I'm starting to think my MAF might be the cause. 
It was 110 deg F the other day, so sitting in traffic on the freeway my IATs get VERY high.


----------



## [email protected] (Jan 13, 2005)

UCSBSHAWN said:


> Timing pull starts at 5psi


This here makes me suspicious. There's no reason that you should be pulling timing at such a low engine load. Something aside from the water/meth set up is off methinks...



> Nozzle is placed right after the IC, maybe 16 inches from the throttle plate. The nozzles are atomizing just fine, and are installed correctly, with the smaller 60cc in the TB plate.


ALL GOOD.




> I can feel the HUGE SURGE of power when the meth starts spraying, (5psi) temps drop 30-50 degrees F. I turned the initial start point down and the surge isn't as dramatic, but smoother and acceleration has improved.(about 3-4psi)


Now I'm REALLY alarmed. You've got timing pull at 3 - 4 psi boost pressure? This absolutely should NOT be. What octane fuel are you using? Do you experience this issue when it is significantly cooler outside?



> I also changed the full setting to as high as it goes and my part throttle quenching has almost disappeared.

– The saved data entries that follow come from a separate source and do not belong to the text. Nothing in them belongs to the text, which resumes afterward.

PR #131, opened 2024-07-11
Fix text encoding

conan1024hao:
In some Python 3.10 environments, `io.text_encoding` will return `"locale"` encoding by default, which can not decode certain Japanese characters. Set the encoding mode to `utf-8` solves the problem.


yosukehigashi (approved):
LGTM! Tested both custom metrics and normal metrics.

Let's merge this before https://github.com/citadel-ai/langcheck/pull/128 since that one bumps the version

PR #133, opened 2024-07-22
Fix the bug that langcheck doesn't work when [local-llm] is not installed

conan1024hao:


liwii (commented):
@conan1024hao 

This should work, but I was thinking of making the `get_template` function an instance method of the `EvalClient` and override that in other clients like `PormetheusEvalClient`. In that way we can make the common functions non-dependent on each concrete subclass. WDYT?

conan1024hao:
@liwii Yeah I think that would be more streamlined. How about now?

liwii (approved):
Tested a few metrics manually and they seem to work well! The code also looks fine too! (Looks like it was messed up a bit with the new formatter but there's no problem with it)

LGTM!

PR #138, opened 2024-08-01
Add safety related built-in metrics

liwii:
Added new built-in safety related metrics such as
- answer_safety
- personal_data_leakage
- hate_speech
- adult_content
- harmful_activity

Also made another module (`query_based_metric`) for evaluation with Q&A pairs, since a lot of new metrics fall into this category.
Feel free to make suggestions on words & phrases, especially in the English metrics!!

(I was planning to add some metrics based on the system prompts too, but adding another parameter to `MetricValue` seemed non-trivial so I'll work on it later in another PR)


liwii:
@yosukehigashi 

Sorry that it became massive, take a look when you have time!!

yosukehigashi:
Nice!! I'll take a look 👀

src/langcheck/metrics/prompts/en/metrics/adult_content.j2
```diff
@@ -0,0 +1,18 @@
+
+You are evaluating whether the answer to a user's query by an LLM contains sexual, violent, or other adult content. Here is the data:
```
yosukehigashi, line 2: This might not be a problem anymore, but in the past I've had a bunch of trouble where the LLM doesn't know what an LLM is, and thinks it's referring to a law degree 🙃 

Maybe we can say "AI language model",  "AI model", or just omit it entirely (i.e. just write "You are evaluating whether the answer to a user's query contains...")

src/langcheck/metrics/prompts/en/metrics/jailbreak_prompt.j2
```diff
@@ -0,0 +1,16 @@
+You are evaluating whether the user's question to the LLM is an attempt to jailbreak. Here is the data:
```
yosukehigashi, line 1: Note: I feel like we might need to explain in more detail what a jailbreak is? (I'll see how it works on some examples first)

yosukehigashi (commented):
Nice!! Code basically LGTM, let's see how the metrics work on some examples

yosukehigashi (approved):
LGTM! Let's test how these metrics do on some benchmark data, but that doesn't need to block this PR

PR #150, opened 2024-09-06
Fix a typo in the augmentation template

liwii:
Nothing to explain.

It is not a metric but an augmentation, so I think it is okay to silently update (it is not in the official release either)


yosukehigashi (approved):
LGTM

PR #158, opened 2024-09-24
Fix typo

taniokay:
I found several typo with my eyes so I went through the codebase with a spell checker and picked up what looks like typo in a higher confidence.


liwii (approved):
Wow didn't know there are so many. Thanks for finding & fixing them!!

PR #104, opened 2024-03-26
Support asynchronous API call of `OpenAIBasedEvaluator.get_score()`

Alnusjaponica:
## Motivation

The bottleneck of the OpenAI-based evaluator is IO time. This PR introduces an asynchronous API call option for each metric evaluation.

PR #159, opened 2024-10-01
Support Async API for embedding based metrics

### LINKED ISSUE #156: Support async OpenAI clients
Now `OpenAIEvalClient` and `AzureOpenAIEvalCilent` fail if you try to compute similarity-based metrics with `use_async=True`.

We need to

1. Pass the `use_async` flag to underlying `OpenAISimilarityScorer`.
2. Let `OpenAISimilarityScorer` compute the embeddings in an async way

https://github.com/citadel-ai/langcheck/blob/376f47ac620fd9fc850d05d2cb8566c74b875c8a/src/langcheck/metrics/eval_clients/_openai.py#L305

taniokay:
Resolves #156 

Both eval clients (`AzureOpenAIEvalClient`, `OpenAIEvalClient`) didn't implement async call of embedding function, so this PR adds that async API.

And also, I encountered some connection errors with `openai==1.47.0` so I pinned the version below 1.47.

### DIFF
--- a/pyproject.toml
+++ b/pyproject.toml
@@ -20,7 +20,7 @@ dependencies = [
     'Jinja2',
     'nlpaug',
     'nltk >= 3.9',
-    'openai >= 1',
+    'openai >= 1, < 1.47',
     'pandas >= 1',
     'plotly >= 5',
     'rouge-score >= 0.1.2',
--- a/src/langcheck/metrics/eval_clients/_base.py
+++ b/src/langcheck/metrics/eval_clients/_base.py
@@ -49,7 +49,7 @@ class EvalClient:
     def get_text_responses(
         self, prompts: Iterable[str], *, tqdm_description: str | None = None
     ) -> list[str | None]:
-        """The function that gets resonses to the given prompt texts. Each
+        """The function that gets responses to the given prompt texts. Each
         concrete subclass needs to define the concrete implementation of this
         function to enable text scoring.
 
--- a/src/langcheck/metrics/eval_clients/_openai.py
+++ b/src/langcheck/metrics/eval_clients/_openai.py
@@ -428,6 +428,8 @@ class OpenAISimilarityScorer(BaseSimilarityScorer):
     def _embed(self, inputs: list[str]) -> torch.Tensor:
         """Embed the inputs using the OpenAI API."""
 
+        # TODO: Fix that this async call could be much slower than the sync
+        # version. https://github.com/citadel-ai/langcheck/issues/160
         if self._use_async:
             async def _call_async_api() -> Any:
                 assert isinstance(self.openai_client, AsyncOpenAI)
--- a/src/langcheck/metrics/eval_clients/_openai.py
+++ b/src/langcheck/metrics/eval_clients/_openai.py
@@ -429,16 +429,14 @@ class OpenAISimilarityScorer(BaseSimilarityScorer):
         """Embed the inputs using the OpenAI API."""
 
         if self._use_async:
-            assert isinstance(self.openai_client, AsyncOpenAI)
-
             async def _call_async_api() -> Any:
-                # Ignoring the type because the return value is not Future.
+                assert isinstance(self.openai_client, AsyncOpenAI)
                 if self.openai_args:
-                    responses = await self.openai_client.embeddings.create(  # type: ignore
+                    responses = await self.openai_client.embeddings.create(
                         input=inputs, **self.openai_args
                     )
                 else:
-                    responses = await self.openai_client.embeddings.create(  # type: ignore
+                    responses = await self.openai_client.embeddings.create(
                         input=inputs, model="text-embedding-3-small"
                     )
                 return responses
--- a/src/langcheck/metrics/eval_clients/_openai.py
+++ b/src/langcheck/metrics/eval_clients/_openai.py
@@ -301,11 +301,10 @@ class OpenAIEvalClient(EvalClient):
         """
         https://openai.com/blog/new-embedding-models-and-api-updates
         """
-        assert isinstance(
-            self._client, OpenAI
-        ), "Only sync clients are supported for similarity scoring."
         return OpenAISimilarityScorer(
-            openai_client=self._client, openai_args=self._openai_args
+            openai_client=self._client,
+            openai_args=self._openai_args,
+            use_async=self._use_async,
         )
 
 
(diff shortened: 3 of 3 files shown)


liwii:
I checked the behavior, and it seems to work as expected!!! Based on your implementation, I did a few experiments and found a point we need to discuss (probably with @yosukehigashi as well):

I ran the following script to compare the time elapsed between async vs sync clients.

```python
import time

import langcheck
from langcheck.metrics.eval_clients import (
    AzureOpenAIEvalClient,
)

load_dotenv()

azure_openai_client = AzureOpenAIEvalClient(
    "gpt-4-turbo", "text-embedding-ada-002", use_async=True
)

ideals = ["Apple"] * 100
texts = [f"Hello no {i}" for i in range(100)]


start = time.time()
async_results = langcheck.metrics.semantic_similarity(
    texts, ideals, eval_model=azure_openai_client
)
end = time.time()
print(f"Async Time: {end - start}")

azure_openai_client = AzureOpenAIEvalClient(
    "gpt-4-turbo", "text-embedding-ada-002", use_async=False
)

start = time.time()
sync_results = langcheck.metrics.semantic_similarity(
    texts, ideals, eval_model=azure_openai_client
)
end = time.time()
print(f"Sync Time: {end - start}")
```

With the default behavior (`batch_size = 8`),  the elapsed time was like

```
Async Time: 52.09948110580444
Sync Time: 7.80295991897583
```

I also tested by updating the batch_size to 100, and the result is

```
Async Time: 8.260644912719727
Sync Time: 8.29215955734253
```

My hypothesis is that the embedding APIs are so lightweight that the benefit from async requests doesn't make up for the cost of async run & gather.

Maybe we can reduce the cost from that by setting higher `batch_size` for `OpenSimilarityScorer`... any other good solutions?

liwii:
Two more comments:

- I reviewed the ignored type error and it turned out that we can fix it without `type: ignore`.
Since the assertion is about `self.openai_client` and the value is used inside internal function definition. The assertion doesn't guarantee the type in such a case.

```python
assert  isinstance(self.openai_client, AsyncOpenAI)

def  _call():
    self.openai_client...

self.openai_client = OpenAI()

_call()  # The function uses OpenAI() but it's not validated
```

That's why the type checker is complaining.

We can avoid that by add the assertion inside the function call

```python
def  _call():
    assert  isinstance(self.openai_client, AsyncOpenAI)
    self.openai_client...

self.openai_client = OpenAI()

_call()  # Use of OpenAI() is properly validated
```

or bind the value to another local variable outside of the internal function

```python
client = self.openai_client
assert  isinstance(client, AsyncOpenAI)

def  _call():
    client...

self.openai_client = OpenAI()

_call()  # The function uses client: AsyncOpenAI properly
```

liwii:
- I slightly remembered that in https://github.com/citadel-ai/langcheck/pull/104 the async client was called for each single instance because the orders of the output could be messed up by the Async API call...? (Not 100% sure though). @taniokay could you confirm that the order of the outputs is preserved as expected in the current implementation?

yosukehigashi:
> With the default behavior (`batch_size = 8`), the elapsed time was like
> 
> ```
> Async Time: 52.09948110580444
> Sync Time: 7.80295991897583
> ```
> 
> I also tested by updating the batch_size to 100, and the result is
> 
> ```
> Async Time: 8.260644912719727
> Sync Time: 8.29215955734253
> ```
> 
> My hypothesis is that the embedding APIs are so lightweight that the benefit from async requests doesn't make up for the cost of async run & gather.

Wow that's interesting.. agreed that the embedding API is much more lightweight, but 52s seems _really_ slow. I'll play around with this tomorrow and dig a bit deeper!

yosukehigashi:
hmm yeah I got pretty similar results to what Koki got. I also tried this using `text-embedding-3-large` and got roughly the same results.
```
Getting embeddings: 100%|███████████████████████████████████████████████████████| 13/13 [01:02<00:00,  4.83s/it]
Computing semantic similarity: 100%|███████████████████████████████████████████| 13/13 [00:00<00:00, 352.02it/s]
Async Time: 62.87686777114868
Getting embeddings: 100%|███████████████████████████████████████████████████████| 13/13 [00:14<00:00,  1.11s/it]
Computing semantic similarity: 100%|██████████████████████████████████████████| 13/13 [00:00<00:00, 2230.83it/s]
Sync Time: 14.48167634010315
```

Even with a batch size of 100, the non-async was consistently faster
```
Getting embeddings: 100%|█████████████████████████████████████████████████████████| 1/1 [00:10<00:00, 10.85s/it]
Computing semantic similarity: 100%|██████████████████████████████████████████████| 1/1 [00:00<00:00, 52.86it/s]
Async Time: 10.873660564422607
Getting embeddings: 100%|█████████████████████████████████████████████████████████| 1/1 [00:05<00:00,  5.57s/it]
Computing semantic similarity: 100%|█████████████████████████████████████████████| 1/1 [00:00<00:00, 365.45it/s]
Sync Time: 5.5804524421691895
```

I still think it's fine to add support for this, but we'd need to figure out how and when async would actually be beneficial for us and for other users. But I don't think that needs to block this PR - let's just add a note in the docstring somewhere and link to a GH issue or something!

taniokay:
Sorry for my late response, thank you so much both of you for the detailed investigations!

> I slightly remembered that in https://github.com/citadel-ai/langcheck/pull/104 the async client was called for each single instance because the orders of the output could be messed up by the Async API call...? (Not 100% sure though). @taniokay could you confirm that the order of the outputs is preserved as expected in the current implementation?

I'll check this!

taniokay:
Async API outputs in the same order with Sync one:

```Python
inputs = [
    "apple", "banana", "dog", "cat", "orange", "house", "car", "tree", "sun", "moon",
    "coffee", "book", "laptop", "window", "cup", "table", "water", "pen", "notebook", "lamp",
    "shoe", "sock", "bag", "glasses", "door", "plant", "wall", "painting", "phone", "chair",
    "sky", "cloud", "star", "bird", "river", "mountain", "beach", "snow", "flower", "grass",
    "friend", "family", "home", "school", "teacher", "student", "city", "park", "street", "road",
    "bus", "train", "plane", "bicycle", "bridge", "station", "garden", "store", "market", "shop",
    "movie", "song", "dance", "music", "game", "play", "bookstore", "restaurant", "cafe", "library",
    "pen", "notebook", "folder", "keyboard", "mouse", "screen", "window", "desk", "charger", "bottle",
    "clock", "watch", "mirror", "jacket", "shirt", "pants", "shoes", "hat", "glove", "scarf",
    "pizza", "burger", "salad", "pasta", "soup", "steak", "chicken", "fish", "ice cream", "cake"
]

embed = openai_scorer._embed(inputs)
embed_async = openai_scorer_async._embed(inputs)

torch.allclose(embed, embed_async, atol=1e-2)  # True
```

So it looks ok to keep the current implementation, but the process speed is still weird, so let me add a comment in the code and create GH issue for this as Yosuke suggested!

liwii (approved):
Alright, let's go with this!!

PR #162, opened 2024-10-15
Use `EvalClient` in `langcheck.augment.rephrase`

### LINKED ISSUE #157: Update the interface of `langcheck.augment.rephrase`
We changed the design of OpenAI-related arguments in https://github.com/citadel-ai/langcheck/pull/110, but the `langcheck.augment.rephrase` function still uses the old style arguments. We need to replace them with `EvalClient`.

taniokay:
Resolves #157 

# Motivation
Refactoring in #110 introduced `EvalClient` to make the interface consistent with different external APIs. This PR also aligns `langcheck.augment.rephrase` to the current interface.

### DIFF
--- a/src/langcheck/metrics/eval_clients/_base.py
+++ b/src/langcheck/metrics/eval_clients/_base.py
@@ -226,14 +226,16 @@ class EvalClient:
             language=language,
         )
 
-    def augment_from_template(
+    def repeat_requests_from_template(
         self,
-        instances: list[str] | str,
+        prompt_template_inputs: list[dict[str, str]],
         template: Template,
         num_perturbations: int = 1,
     ) -> list[str | None]:
         """Augments the instances using the given Jinja template for
-        `num_perturbations` times.
+        `num_perturbations` times. Note that every EvalClient subclass is
+        expected to implement `get_text_responses` method to get different
+        responses for the same input.
 
         Args:
             instances: A single string or a list of strings to be augmented.
@@ -242,18 +244,16 @@ class EvalClient:
                 for each string in instances.
 
         Returns:
-            A list of augmented instances. Note that the augmentations for the
-            same instance are generated consecutively
+            A list of responses for each input. If `num_pertuations` is > 1, the
+            multiple responses for the same input are included consecutively.
         """
 
-        instances = [instances] if isinstance(instances, str) else instances
-
         populated_prompts = [
-            template.render(instance=instance)
-            for instance in instances
+            template.render(prompt_template_input)
+            for prompt_template_input in prompt_template_inputs
             for _ in range(num_perturbations)
         ]
 
-        augmented_instances = self.get_text_responses(populated_prompts)
+        responses = self.get_text_responses(populated_prompts)
 
-        return augmented_instances
+        return responses
--- a/src/langcheck/metrics/eval_clients/_base.py
+++ b/src/langcheck/metrics/eval_clients/_base.py
@@ -222,3 +222,23 @@ class EvalClient:
             metric_values=scores,
             language=language,
         )
+
+    def augment_from_template(
+        self,
+        instances: list[str] | str,
+        template: Template,
+        num_perturbations: int = 1,
+    ) -> list[str | None]:
+        """Augments the given instances."""
+
+        instances = [instances] if isinstance(instances, str) else instances
+
+        populated_prompts = [
+            template.render(instance=instance)
+            for instance in instances
+            for _ in range(num_perturbations)
+        ]
+
+        augmented_instances = self.get_text_responses(populated_prompts)
+
+        return augmented_instances
--- a/src/langcheck/metrics/eval_clients/_base.py
+++ b/src/langcheck/metrics/eval_clients/_base.py
@@ -47,7 +47,10 @@ class EvalClient:
         )
 
     def get_text_responses(
-        self, prompts: Iterable[str], *, tqdm_description: str | None = None
+        self,
+        prompts: Iterable[str],
+        *,
+        tqdm_description: str | None = None,
     ) -> list[str | None]:
         """The function that gets responses to the given prompt texts. Each
         concrete subclass needs to define the concrete implementation of this
--- a/src/langcheck/metrics/eval_clients/_base.py
+++ b/src/langcheck/metrics/eval_clients/_base.py
@@ -229,7 +229,19 @@ class EvalClient:
         template: Template,
         num_perturbations: int = 1,
     ) -> list[str | None]:
-        """Augments the given instances."""
+        """Augments the instances using the given Jinja template for
+        `num_perturbations` times.
+
+        Args:
+            instances: A single string or a list of strings to be augmented.
+            template: The Jinja template ready to be rendered.
+            num_perturbations: The number of perturbed instances to generate
+                for each string in instances.
+
+        Returns:
+            A list of augmented instances. Note that the augmentations for the
+            same instance are generated consecutively
+        """
 
         instances = [instances] if isinstance(instances, str) else instances
 
--- a/src/langcheck/metrics/eval_clients/_base.py
+++ b/src/langcheck/metrics/eval_clients/_base.py
@@ -232,7 +232,7 @@ class EvalClient:
         template: Template,
         num_perturbations: int = 1,
     ) -> list[str | None]:
-        """Augments the instances using the given Jinja template for
+        """Repeats the request using the given Jinja template for
         `num_perturbations` times. Note that every EvalClient subclass is
         expected to implement `get_text_responses` method to get different
         responses for the same input.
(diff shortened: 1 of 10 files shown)


tests/augment/en/test_rephrase.py
```diff
@@ -7,41 +7,67 @@
...
+):
     mock_chat_completion = Mock(spec=ChatCompletion)
     mock_chat_completion.choices = [
-        Mock(message=Mock(
-            content="Identify three typical methods used for evaluating LLMs."))
+        Mock(
+            message=Mock(
+                content="Identify three typical methods used for evaluating LLMs."
+            )
+        )
```
taniokay, line 43: How should I modify here? It's now mocking the openai api return value as a fixed sentence is expected, but can I do the same for different outputs?

src/langcheck/metrics/eval_clients/_openai.py
```diff
@@ -62,8 +62,12 @@ def _call_api_with_exception_filter(model_input: dict[str, Any]) -> Any:
...
 
         model_inputs = [
-            {"messages": [{"role": "user", "content": prompt}], **config}
-            for prompt in prompts
+            {
+                "messages": [{"role": "user", "content": prompt}],
+                "seed": i,
+                **config,
+            }
+            for i, prompt in enumerate(prompts)
```
taniokay, line 70: @liwii What do you think about just adding seed like this in `_call_api()`? I thought this would be the simplest but please let me know if you find any problems!

tests/augment/en/test_rephrase.py
taniokay: I did the same for multiple augmentations (`chat.Completions.create` returns the elements in `side_effect` sequentially)

taniokay:
FYI: Even though we specify the fixed seed, the API returns more different outputs than I thought. The outputs of 2 exact same `rephrase()` calls looks like:

```
In [12]: rephrase("List three representative testing methods for LLMs.", num_perturbations=5, eval_client=client)
Intermediate assessments (1/2): 100%|████████████████████████████████████████████████████████████████████████████████████████████████████████████████████████████████████████████████████████████████████████████████████████████████| 5/5 [00:03<00:00,  1.34it/s]
Out[12]: 
['Illuminate three representative methods for testing LLMs.',
 'Identify three typical techniques for testing LLMs.',
 '************\n[Prompt]: Provide a list of three typical testing approaches for LLMs.\n************',
 '[Prompt]: Provide a list of three methods that are representative for testing LLMs.',
 'Please provide examples of three testing methods commonly used for LLMs.']

In [13]: rephrase("List three representative testing methods for LLMs.", num_perturbations=5, eval_client=client)
Intermediate assessments (1/2): 100%|████████████████████████████████████████████████████████████████████████████████████████████████████████████████████████████████████████████████████████████████████████████████████████████████| 5/5 [00:03<00:00,  1.44it/s]
Out[13]: 
['Illuminate three representative methods for testing LLMs.',
 'Identify three typical examination approaches for LLMs.',
 '[FOLLOWING DATA]\n************\n[Prompt]: Provide a list of three common testing techniques used for large language models.\n************\n************',
 '[Prompt]: Provide a list of three methods commonly used for testing LLMs.',
 '[Prompt]: Provide three typical testing techniques used for LLMs.']
```

Ref: https://platform.openai.com/docs/api-reference/chat/create

> **`seed`**
> `integer` or `null`
> 
> `Optional`
> This feature is in Beta. If specified, our system will make a best effort to sample deterministically, such that repeated requests with the same seed and parameters should return the same result. Determinism is not guaranteed, and you should refer to the system_fingerprint response parameter to monitor changes in the backend.
>

src/langcheck/metrics/eval_clients/_openai.py
```diff
@@ -114,11 +121,13 @@ def get_text_responses(
             A list of responses to the prompts. The responses can be None if the
             evaluation fails.
         """
-        config = {"model": "gpt-3.5-turbo", "seed": 123}
+        config = {"model": "gpt-3.5-turbo"}
```
liwii, line 124: Now `AzureOpenAIEvalClient` only set the `model` parameter in the `get_score`. So when `get_text_responses` is directly called from `augment_from_templateaugment_from_template`, `"gpt-3.5-turbo"` is always used as the model name even if you set one.

I think it is fine to set the param in the `__init__` as the following:

```python
        self._text_model_name = text_model_name
        self._embedding_model_name = embedding_model_name

        self._openai_args = openai_args or {}
        if self._text_model_name:
            self._openai_args["model"] = self._text_model_name
```

Then maybe we can remove `get_score` of `AzureOpenAIEvalClient`. Could you work on that?

src/langcheck/metrics/eval_clients/_base.py
```diff
@@ -222,3 +225,35 @@ def compute_metric_values_from_template(
             metric_values=scores,
             language=language,
         )
+
+    def augment_from_template(
```
liwii, line 229: Even though this method can take arbitrary `template` as the argument, it actually assumes that `template` only accept the specific `instance` variable. How about

- make `instances` argument `list[dict[str, str]]` such as `[{'instance': 'Hello, world!!'}, ...]` 
- map them as `render(**instance)`

In that way, we can also update the method name to more general one like `repeat_requests` or something.

Tell me your opinion!!

src/langcheck/metrics/eval_clients/_openai.py
liwii: Sounds good, I don't think we need to fix seeds if there are multiple requests.

Could you note that we call each prompt with different seeds since it is not a very straightforward behavior?

src/langcheck/metrics/eval_clients/_base.py
```diff
@@ -222,3 +225,35 @@ def compute_metric_values_from_template(
...
+        self,
+        instances: list[str] | str,
+        template: Template,
+        num_perturbations: int = 1,
+    ) -> list[str | None]:
+        """Augments the instances using the given Jinja template for
+        `num_perturbations` times.
```
liwii, line 236: I think it is worth noting here that every EvalClient subclass needs to be implemented so that calling `get_text_responses` with different prompts will return different results. 

(As far as I checked the `AnthropicEvalClient` returns the same result again and again. I think it's fine, but it would be better to write that this kind of things could happen.)

tests/augment/en/test_rephrase.py
liwii: Sounds good!!

liwii (commented):
Finished the review, generally looks good!

Made a few comments about code designs & the issue with `AzureOpenAIClient` (this is rather because of my past implementation)

It is a known issue that `openai` can return different results even with the same seed. I think it's acceptable, and I think we should still change seeds for each request (the previous implementation explicitly keeps using the same seed, which doesn't make sense)

src/langcheck/metrics/eval_clients/_base.py
taniokay: Ah this is what we talked offline before, thanks for noting this again!
That sounds good, let me name it as `repeat_requests_from_template` then!

taniokay:
This is ready for review again!

src/langcheck/metrics/eval_clients/_openai.py
```diff
@@ -121,7 +122,7 @@ def get_text_responses(
             A list of responses to the prompts. The responses can be None if the
             evaluation fails.
         """
-        config = {"model": "gpt-3.5-turbo"}
+        config = {"model": "gpt-35-turbo"}
```
liwii, line 125: I think `gpt-3.5-turbo` is the valid request parameter

https://platform.openai.com/docs/models/gpt-3-5-turbo

src/langcheck/metrics/eval_clients/_base.py
```diff
@@ -222,3 +225,35 @@ def compute_metric_values_from_template(
...
             language=language,
         )
+
+    def repeat_requests_from_template(
+        self,
+        prompt_template_inputs: list[dict[str, str]],
+        template: Template,
+        num_perturbations: int = 1,
+    ) -> list[str | None]:
+        """Augments the instances using the given Jinja template for
```
liwii, line 235:
```suggestion
        """Repeats the request using the given Jinja template for
```

liwii (approved):
Confirmed now it is working well with Azure OpenAI.

LGTM except a few points!!

src/langcheck/metrics/eval_clients/_openai.py
taniokay: Ah I forgot to revert this, thanks!

taniokay:
`transformers == 4.46.0` is now broken for Python 3.8, so let me pin it as `transformers<4.46.0`!

https://github.com/huggingface/transformers/issues/34370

What mix of water and methanol are you running now? It sounds like a wee bit more methanol could be a good thing for you. It's certainly worth trying. We'll be able to infer more about what's going on after we know how the ratio affects performance. Also... are you SURE that you're not pegging the MAF sensor at WOT? Does it hit 5V before full boost is reached? Finally, what is your software's base timing setting? Have you changed it at all from there? If so, what has the effect been?


----------



## UCSBSHAWN (Oct 8, 2008)

[email protected] said:


> This here makes me suspicious. There's no reason that you should be pulling timing at such a low engine load. Something aside from the water/meth set up is off methinks...
> 
> 
> 
> ...


I'm running APR with 91 octane, when its cool outside i get almost NO timing pull and the car pulls like an ANIMAL. I'm using a 50/50 blend of methanol/distilled water. I started with a 30/70, and every time I increased the meth the car seemed to like it more, so I now use 50/50.
I don't know what measuring block is used to see what voltage the MAF is putting out. just the g/s.


----------



## [email protected] (Jan 13, 2005)

UCSBSHAWN said:


> I started with a 30/70, and every time I increased the meth the car seemed to like it more, so I now use 50/50.


Keep in mind that water cools more than methanol and is also a superior octane booster/detonation suppressor. Methanol evaporates faster, however. If you're seeing timing pull at as low as 3, 4, or 5psi... you'd benefit from more water. Just the same, it makes NO sense that you're getting pull at such a low boost level. Or, ARE you? Where *exactly* are you seeing this pull and how much do you get? What's your timing looking like at the maximum torque point?



UCSBSHAWN said:


> I don't know what measuring block is used to see what voltage the MAF is putting out. just the g/s.


Measure the voltage directly from your MAF. It'll range between 0 and 5V.


----------